We've had a lot of responses about the benchmarking procedures we used in our first PhysX article. We would like to clear up what we are trying to accomplish with our tests, and explain why we are doing things the way we are. Hopefully, by opening up a discussion of our approach to benchmarking, we can learn how to best serve the community with future tests of this technology.

First off, average FPS is a good measure of full system performance under games. Depending on how the system responds to the game over multiple resolutions, graphics cards and CPU speeds, we can usually get a good idea of the way the different components of a system impact an applications performance.

Unfortunately, when a new and under used product (like a physics accelerator) hits the market, the sharp lack of applications that make use of the hardware present a problem to consumers attempting to evaluate the capabilities of the hardware. In the case of AGEIA's PhysX card, a sharp lack of ability to test applications running with a full compliment of physics effects in software mode really hampers our ability to draw solid conclusions.

In order to fill in the gaps in our testing, we would usually look towards synthetic benchmarks or development tools. At this point, the only synthetic benchmark we have is the boxes demo that is packaged with the AGEIA PhysX driver. The older tools, demos and benchmarks (such as 3DMark06) that use the PhysX SDK (formerly named Novodex) are not directly supported by the hardware (they would need to be patched somehow to enable support if possible).

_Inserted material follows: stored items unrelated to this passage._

PR #690, opened 2020-06-18
Use CANONICAL_URL for sitemap route

### LINKED ISSUE #689: Sitemap Handler produces urls with undefined protocol
Type: minor

**Describe the bug**
The sitemap handler uses `req.protocol` to determine wether to use http or https for the links it returns:
https://github.com/reactioncommerce/example-storefront/blob/ddd0d069ae9f4498b98c8ca8acb79aa532bd3126/pages/api/sitemap.js#L12

`req.protocol` is an express feature not present in nextsjs api routes.
All it does is return `req.connection.encrypted ? "https" : "http"`

**To Reproduce**
1. Set up a Sitemap in the api
2. Check /sitemap.xml on your storefront, urls start with `undefined://`

**Expected behavior**
The urls in the sitemap contain the protocol that was used when requesting the sitemap.

**Additional context**
I tried to easily fix this by adding `req.connection.encrypted ? "https" : "http"` in the place of `req.protocol`, but the result on production deployments was that it always returns http - Could be, because the Reverse Proxy is handling SSL Termiantion, so nextjs is in fact not using https internally. This would mean that the same issue should've been present in older releases using express, but I currently have no production deployment for that at hand to verify it.
Maybe expess also does other thing to determine the requested url, and to my surprise I found no quick way in the next api routes to retrieve it properly.

*Solution*
I think the original approach of building the shop url by parsing `req.protocol` and `req.headers.host` separetely to get the url isn't really necessary anyway, and we could just resort to using `CANONICAL_URL` for this instead.

janus-reith:

Resolves #689
Impact: minor
Type: bugfix

## Issue
Sitemap routes currently show `undefined://` as `req.protocol` is not available in api routes.

## Solution
As detailed in #689, this will use `CANONICAL_URL` and pass it to the sitemap query instead of parsing the url from the incoming request.

## Breaking changes
None - I consider it unlikely that shops request sitemaps from a host name that differs from the one defined in `CANONICAL_URL`. If that is the case, these could adjust their sitemap api route individually.

## Testing
1. Make sure your api provides a sitemap
2. Navigate to http://localhost:4000/sitemap.xml and make sure it returns proper urls in the `loc` field.

### DIFF
--- a/pages/api/sitemap.js
+++ b/pages/api/sitemap.js
@@ -1,6 +1,9 @@
 import fetch from "isomorphic-unfetch";
 import appConfig from "../../config.js";
 
+let shopUrl = appConfig.CANONICAL_URL;
+if (shopUrl.endsWith("/")) shopUrl = shopUrl.slice(0, -1);
+
 /**
  * Generates the sitemap and returns it
  *
@@ -9,7 +12,6 @@ import appConfig from "../../config.js";
  * @returns {String} the the sitemap
  */
 export default async function generateSitemap(req, res) {
-  const shopUrl = `${req.protocol}://${req.headers.host}`;
   const handle = req.url.replace("/", "");
 
   const query = `


willopez (approved):
LGTM, thanks

balibebas:
Could this be patched onto `3.1.0` since the 4.0 release may be a ways out?

ghost:
Could this be backported and patched onto `3.1.0` since the 4.0 release may be a ways out?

Other, more current, demos will not run without hardware in the system (like CellFactor). The idea in these cases would be to stress the hardware as much as possible to find out what it can do. We would also like to find out how code running on the PhysX hardware compares to code running on a CPU (especially in a multiprocessor environment). Being able to control the number and type of physics objects to be handled would allow us to get a better idea of what we can expect in the future.

To fill in a couple gaps, AGEIA states that the PhysX PPU is capable of handling over 533000 convex object collisions per second and 3X as many sphere collisions per second. This is quite difficult to relate back to real world performance, but it is appears to be more work than a CPU or GPU could perform per second.

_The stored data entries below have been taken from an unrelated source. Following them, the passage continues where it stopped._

PR #694, opened 2020-07-07
fix: Remove .env.prod file and its use as this causes issues with images built by CI

willopez:
Impact: **critical**

## Issue
Images built by CI with `env.prod` don't work correctly when deployed to our internal testing environment. It seems that vars in that env file override values provided to the container by its environment.  

## Solution
Remove the use of `env.prod` file and update README.

## Breaking changes
None

## Testing
1. Build production image locally and verify it build successfully
2. Deploy to test environment and verify it works as expected.


willopez:
not needed.

PR #265, opened 2016-04-13
Update README about optional dependencies

yegle:
Update README to include the optional excel feature.


aumayr:
Thanks!

We should add this to the website as well…

aumayr:
4e6a0d4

Of course, there is no replacement for actual code, and (to the end user) hardware is only as good as the software that runs on it. This is the philosophy by which we live. We are dedicated first and foremost to the enthusiast who spends his or her hard earned money on computer hardware, and there is no substitute for real world performance in evaluating the usefulness of a tool.

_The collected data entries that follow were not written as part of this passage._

Issue #266, opened 2016-04-14
Remove "Equity" charts


corani:
Since the `Equity` treemap and sunburst charts show only "Opening Balances", they provide no useful information. Removing them would clean up the chart picker somewhat (from 15 to 11 for me)

yagebu:
Ref the discussion in #267

cgrinds:
I don't understand what a closing_balance is, but after this change the treemap and sunburst show no data. Treemap shows "Chart is empty" when I go to page `http://127.0.0.1:5000/income_statement/?interval=month` and click on `Expenses (USD)`

I did a
```
make clean
make build-js
pip install --editable .
```

I tried with my leger file (which showed charts before commit: d38334a2607addef6b70aef0ae1779ae33ec0af5) and a bean-example created one. Same empty data in both cases.

yagebu:
@cgrinds: Thank you for pointing out this mistake! "Closing" generates conversion entries such that all accounts sum up to zero. Additionally, it moves all income and expenses to an equity account. I forgot about the second, which emptied the income and expenses charts.

I've reverted the commit. I guess they should really only be used on the balance sheet.

PR #267, opened 2016-04-14
Remove `Equity` charts (#266)

corani:
Since the `Equity` treemap and sunburst charts show only "Opening Balances",
they provide no useful information. Removing them would clean up the chart
picker somewhat (from 15 to 11 for me)

### DIFF
--- a/fava/templates/balance_sheet.html
+++ b/fava/templates/balance_sheet.html
@@ -11,11 +11,9 @@
 
     {{ charts.treemap(api.options['name_assets']) }}
     {{ charts.treemap(api.options['name_liabilities']) }}
-    {{ charts.treemap(api.options['name_equity']) }}
 
     {{ charts.sunburst(api.options['name_assets']) }}
     {{ charts.sunburst(api.options['name_liabilities']) }}
-    {{ charts.sunburst(api.options['name_equity']) }}
 
     <div class="halfleft">
         {% with table_title="Assets", real_accounts=api.closing_balances(api.options['name_assets']), totals=True %}


yagebu:
I'm against this. It makes more sense to me to show the same accounts the balance sheet shows. And if you filter by time, these charts do actually show more information.

corani:
Charts are supposed to help you understand data by being able to visually
compare data points. I don't see the use when there is only one data point.

For example, the treemap shows just one massive block the size of about 30%
of my screen. Since there's nothing to compare it with, I might as well
just read it from the table just below it...

Besides that, "Opening Balances" is not a metric of interest for about 99%
of the users. I've certainly never looked at it, and I'm a fairly heavy
user. I don't think such a prominent position is necessary.

On Thu, Apr 14, 2016 at 4:36 PM, Jakob Schnitzer <notifications@github.com>
wrote:

> I'm against this. It makes more sense to me to show the same accounts the
> balance sheet shows. And if you filter by time, these charts do actually
> show more information.
>
> —
> You are receiving this because you authored the thread.
> Reply to this email directly or view it on GitHub
> <https://github.com/aumayr/fava/pull/267#issuecomment-209828947>
>



-- 
Best regards,
Daniël Bos


Your government is reading your email. Slow them down with encryption.

My public key: http://goo.gl/gms497 (4096 bit RSA, id EF2D5D91)
Fingerprint  : D8D0 9FBE F075 F709 7B52  2F73 326C 2123 EF2D 5D91

yagebu:
> I don't see the use when there is only one data point.

Sure if there's just the opening balances, but `beancount` can generate transactions in 5 more subaccounts of Equity.

I agree that it's not as useful as the other charts, but that doesn't make it useless. By the same argument we could remove it from the balance sheet, and as long as it's there the chart should also be there for consistency.

With more than one operating currency, the chart picker surely contains too many items. IMHO, there should only be one item in the list for each type of data that's shown in the chart (and then it would only contain 4 items on the balance sheet). That's something I'm planning to implement, I don't know when though.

Using FPS to benchmark the impact of PhysX on performance is not a perfect fit, but it isn't as bad as it could be. Frames per second (in an instantaneous sense) is one divided by the time it takes to render a single frame. We call this the frametime. One divided by an average FPS is the average time it takes for a game to produce a finished frame. This takes into account the time it takes for a game to take in input, update game logic (with user input, AI, physics, event handling, script processing, etc.), and draw the frame via the GPU. Even though a single frame needs to travel the same path from start to finish, things like cueing multiple frames for rendering to the GPU (usually 3 at most) and multithreaded game programming are able to hide some of the overhead. Throw PhysX into the mix, and ideally we can offload some of this work somewhere else.

Here are some examples of how frametime can be affected by a game. These are very limited examples and don't reflect the true complexity of game programming.

CPU limited situations:
CPU: |------------ Game logic ------------||----
GPU: |---- Graphics processing ----|       |----

The GPU must wait on the CPU to setup the next frame before it can start rendering. In this case, PhysX could help by reducing the CPU load and thus frametime.

Severely GPU limited situations:
CPU: |------ Game Logic ------|             |---
GPU: |-------- Graphics processing --------||---

The CPU can start work on the next frame before the GPU finishes, but any work after three frames ahead must be thrown out. In the extreme case, this can cause lag between user input and the graphics being displayed. In less severe cases, it is possible to keep the CPU more heavily loaded while the frametime still depends on the GPU alone.

In either case, as is currently being done in both City of Villains and Ghost Recon Advanced Warfighter, the PhysX card can ideally be added to create additional effects without adding to frametime or CPU/GPU load. Unfortunately, the real world is not ideal, and in both of these games we see an increase in frametime for at least a couple frames. There are many reasons we could be seeing this right now, but it seems to not be as much of a problem for demos and games designed around the PPU.

In our tests of PhysX technology in the games which currently make use of the hardware, multiple resolutions and CPU speeds have been tested in order to determine how the PhysX card factors into frametime. For instance, it was very clear in our initial GRAW test that the game was CPU limited at low resolutions because the framerate dropped significantly when running on a slower processor. Likewise, at high resolutions the GPU was limiting performance because the drop in processor speed didn't affect the framerate in a very significant way. In all cases, after adding the PhysX card, we were easily able to see that frametime was most significantly limited by either the PhysX hardware itself, AGEIA driver overhead, or the PCI bus.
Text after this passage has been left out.